Держась в отдалении от подруг, светловолосая и просто одетая девушка работала с таким рвением, словно ее ждало неминуемое несчастье, если бы она остановилась; никто из соучениц не смотрел в ее сторону, не разговаривал с ней; она была миловиднее, скромнее и беднее всех. Две главные группы девушек, разделенные еле заметной дистанцией, представляли два общества и два мировоззрения, проникшие даже в эту мастерскую, где надо бы забыть о чинах и капиталах.
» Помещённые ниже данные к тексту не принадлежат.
Issue #238, opened 2022-03-09
add version


ercius:
add `stempy.__version__` (or similar) for convenience of packaging.

PR #244, opened 2022-03-16
Add stempy version

psavery:
This can be obtained via `stempy.__version__`.

This also modifies some cmake logic to remove the need to specify every python file and directory for installation.

Fixes: #238


cjh1 (approved):
LGTM

PR #49, opened 2014-11-04
Add GridEngine multiplier capability to parser

tofu-rocketry:
Replacement pull request for #36.

The GridEngine scheduler does not include any built-in solution to normalize the cputime/walltime numbers in a heterogeneous cluster. This change extends GridEngine's APEL parser to normalize these values according to the nodes' definition.

For each accounting record, cputime/walltime are computed based on the 'cputmult' and 'wallmult' (a la PBS) complex values set in the node's definition. If no multiplier is found, it defaults to 1.

### DIFF
--- a/apel/parsers/sge.py
+++ b/apel/parsers/sge.py
@@ -66,6 +66,8 @@ class SGEParser(Parser):
             if p.returncode != 0:
                 raise MultiplierError(err)
         except (OSError, MultiplierError):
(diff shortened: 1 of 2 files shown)


tofu-rocketry:
Hooray! There's no other objections from the batch working group. :tada:

tofu-rocketry:
I've added a warning at L69.

PR #52, opened 2014-11-06
Add method stubs to base ApelDb class

tofu-rocketry:
These changes are mainly tidy-up as all that's being changed is that the class that invokes the actual database backend classes is being given method stubs that have the right signature (arguments). They all now raise `NotImplementedError` if they're called directly as the backend classes should override these.

(Also improves code health.)

It's not strictly an "abstract base class", though it's kind of acting like one.


tofu-rocketry:
Deleting from central repository. I'll still have the branch in my fork.

PR #63, opened 2015-01-16
Keep DNs if no valid response from GOCDB

### LINKED ISSUE #60: Keep existing dns file when GOCDB query fails
When there is an error querying the GOCDB, the `retrieve_dns.py` program creates a `dns` file with only the hard-coded DNs in it. Instead, it should leave the existing 'dns' file as it is. This way, the system will continue to operate with the DNs from the last successful query.

tofu-rocketry:
Resolves #60.

**Main changes:**
- Change `retrieve_dns` to keep the previous DN list if there isn't a valid
  response from GOCDB. This is so that messages aren't rejected just
  because there was a small period where GOCDB is unreachable.
- Add config option to alter the expiry time of the DN list when the above
  situation occurs.
- Add lots of test cases for `retrieve_dns`. :triumph:

**Minor changes:**
- Change `retrieve_dns` to only print a debug message when it encounters a
  comment line starting with "#" as there used to always be a few that
  would generate warnings unnecessarily.
- Reorder `sys.exit` and `log.info` in `retrieve_dns` so that the logging call
  is first otherwise it is never reached.

### DIFF
--- a/bin/retrieve_dns.py
+++ b/bin/retrieve_dns.py
@@ -31,6 +31,7 @@ import ConfigParser
 import logging.config
 import os
 import sys
+import time
 import urllib
 import xml.dom.minidom
 import xml.parsers.expat
@@ -46,6 +47,7 @@ class Configuration(object):
         self.banned_dns = None
         self.dn_file = None
         self.proxy = None
+        self.expire_hours = None
 
 def get_config(config_file):
     """Using the config file location, get a config object."""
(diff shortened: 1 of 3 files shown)


stuartpullinger:
Really good to see increases in the code coverage. Well done.

tofu-rocketry:
The reduction in repository health seems to be an artefact of Landscape adding cyclomatic complexity checks as they've popped up on functions that haven't been changed.

PR #64, opened 2015-01-29
Add method stubs to base ApelDb class

tofu-rocketry:
This is a new and improved version of #52 but this time just using `pass` instead of `raise NotImplementedError` so that it doesn't interfere with the Oracle back-end. Changes include:

- Add method stubs to base ApelDb class to show what should be implemented
  by database backends.
- Change method signature.


tofu-rocketry:
Should fix this properly using `NotImplemented` error and `pass` in the Oracle child class if necessary

PR #65, opened 2015-02-02
Add logging to star_parser

### LINKED ISSUE #62: Add logging to STAR parser
There is a `print` call in `star_parser.py` [here](https://github.com/apel/apel/blob/dev/apel/db/loader/star_parser.py#L123) that should be a logging call, though logging needs to be added to it in general. (c.f. `car_parser.py`, `aur_parser.py`)

The output of `print` can be seen in the output of the CI.

tofu-rocketry:
Resolves #62.

Simple fix for missing logging. Follows same pattern as for the [car_parser](https://github.com/apel/apel/blob/dev/apel/db/loader/car_parser.py).

### DIFF
--- a/apel/db/loader/star_parser.py
+++ b/apel/db/loader/star_parser.py
@@ -17,10 +17,16 @@
 '''
 
 
+import logging
+
 from apel.db.records.storage import StorageRecord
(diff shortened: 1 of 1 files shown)


stuartpullinger:
Great. Good spotting. Please merge.

PR #66, opened 2015-02-05
Univa Grid Engine timestamp option

### LINKED ISSUE #47: Allow for new version of Grid Engine reporting in milliseconds
As reported [on GGUS](https://ggus.eu/index.php?mode=ticket_info&ticket_id=109286).

Univa Grid Engine 8.2.0 now reports time differently (in a MINOR version upgrade :frowning: ). In the accounting log seconds are replaced with milliseconds in certain fields.

We need to decide how to handle this change (config, different parser?) and implement.

tofu-rocketry:
Resolves #47.

- Add option to parser config that defines whether Grid Engine is using
  millisecond timestamps as Univa Grid Engine is doing this from version
  8.2.0. Will default to not converting the timestamp if the option is
  absent.
- Add unit test for this new timestamp format and unit test for changes to `parser.py`.
- Move call to datetime function in `apel/db/records/record.py` to its own `try...except` block as it needs
  different handling to the `int` call when raising a `ValueError`. In the former
  case, it is likely to be a timestamp out of range (possibly caused by the
  Grid Engine oddness) and having it masked by the error message of the `int` call was confusing.
- Make `test_record.py` directly runnable.

### DIFF
--- a/apel/db/records/record.py
+++ b/apel/db/records/record.py
@@ -158,7 +158,6 @@ class Record(object):
                 # We accept ints or floats as seconds since the epoch
                 try:
                     value = int(value)
-                    return datetime.utcfromtimestamp(value)
                 except ValueError:
                     # Not a datetime or an int, so it has to be a string representation.
                     # We get ISO format dates when parsing CAR or StAR.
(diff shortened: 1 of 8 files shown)


stuartpullinger:
Excellent. Please merge.

PR #69, opened 2015-02-13
Log entries for saved and rejected messages

### LINKED ISSUE #67: Add message location to log output
This has already been done for partly in d8f5d60237d454800599502adbf66cd406996a40.

The message "name" (i.e. directory) should be printed (as well as the ID from the originating queue) when the message is added to the accept or reject queues in [`loader.py`](https://github.com/apel/apel/blob/dev/apel/db/loader/loader.py#L152).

Сидя или стоя среди ящиков с красками, девушки водили кистью или протирали ее, смешивали яркие краски на палитре, рисовали, болтали, смеялись, пели и представляли зрелище, никогда не виданное мужчинами, потому что сейчас они были самими собой и давали возможность судить об их характере: одна - гордая, высокомерная, взбалмошная, черноволосая, с прекрасными руками, щедро расточает пламя своих взоров; Другая - беспечная и веселая, у нее каштановые волосы, холеные белые руки, уста улыбаются; это истинно французская девушка, ветреница, - что на уме, то и на языке, - живет только сегодняшним днем; третья - мечтательна, бледна, печальна и никнет, как надломленный цветок; в противоположность ей, ее соседка крупна, ленива, у нее повадки восточной женщины, продолговатые черные влажные глаза; она неразговорчива, но задумывается, украдкой поглядывая на голову Антиноя. А посредине, как некий Jocoso испанской комедии, искрясь остроумием и рассыпая меткие шутки, непрестанно смешит подруг и в то же время исподтишка следит за ними еще одна девушка; она все время в движении, и в ее лице столько живости, что оно не может не быть привлекательным.

Эта девушка была вожаком первой группы учениц, куда входили дочери банкиров, нотариусов, купцов; все они были богаты, но все испытывали на себе едва заметное, хотя и весьма болезненно воспринимаемое ими презрение молодых особ из аристократического лагеря. Этот лагерь возглавляла дочь "придверника" при кабинете короля - маленькое создание, в равной мере глупое и чванное; она гордилась тем, что ее отец "занимает пост при дворе", и всячески старалась уверить окружающих, что схватывает указания учителя на лету, но работает только из любезности, ни на минуту не расставалась с лорнетом, опаздывала на уроки, являлась всегда в пышном наряде и умоляла подруг говорить тихо.

В этой второй группе можно было заметить и прелестные талии, и тонкие черты, однако во взгляде этих девушек не чувствовалось большой наивности. Правда, они обладали грацией, изяществом осанки, но выражение лица не отличалось искренностью, и нетрудно было догадаться, что они принадлежат к тому миру, где характеры с ранних лет формирует условность, где избыток жизненных благ убивает чувство и развивает эгоизм.

Когда же, бывало, все соберутся, то и среди этих барышень случалось увидеть девушку чудесной чистоты, детскую головку, лицо с чуть приоткрытыми губами, на которых блуждала девичья улыбка, обнажая зубы нетронутой белизны. Тогда мастерская напоминала не сераль, а сонм ангелов, парящих на облаке в небесах.